EXERCISE – Give back exactly the line that contains "-1,7 +1,11 @@" and all the lines after it in the records below, to the very last, with no other output.

RECORDS TO USE –
PR #67, opened 2023-05-12
Fix persist db directory at ingestion

andreakiro:
- Ingestion uses the persist directory hard-coded in the `constants.py` file; itself is not synced with `.env`.
- Fixed to make it consistent across the project and use the users' defined variable.

### DIFF
--- a/constants.py
+++ b/constants.py
@@ -1,7 +1,11 @@
+import os
+from dotenv import load_dotenv
 from chromadb.config import Settings
 
+load_dotenv()
+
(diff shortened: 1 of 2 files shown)


imartinez (commented):
Good catch! I'd get rid of PERSIST_DIRECTORY in constants and directly use the env var in both ingest.py and privateGPT.py. What do you think? Having that constant adds no value.

imartinez (approved):
Thanks for this improvement!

SOLUTION BELOW –
@@ -1,7 +1,11 @@
+import os
+from dotenv import load_dotenv
 from chromadb.config import Settings
 
+load_dotenv()
+
(diff shortened: 1 of 2 files shown)


imartinez (commented):
Good catch! I'd get rid of PERSIST_DIRECTORY in constants and directly use the env var in both ingest.py and privateGPT.py. What do you think? Having that constant adds no value.

imartinez (approved):
Thanks for this improvement!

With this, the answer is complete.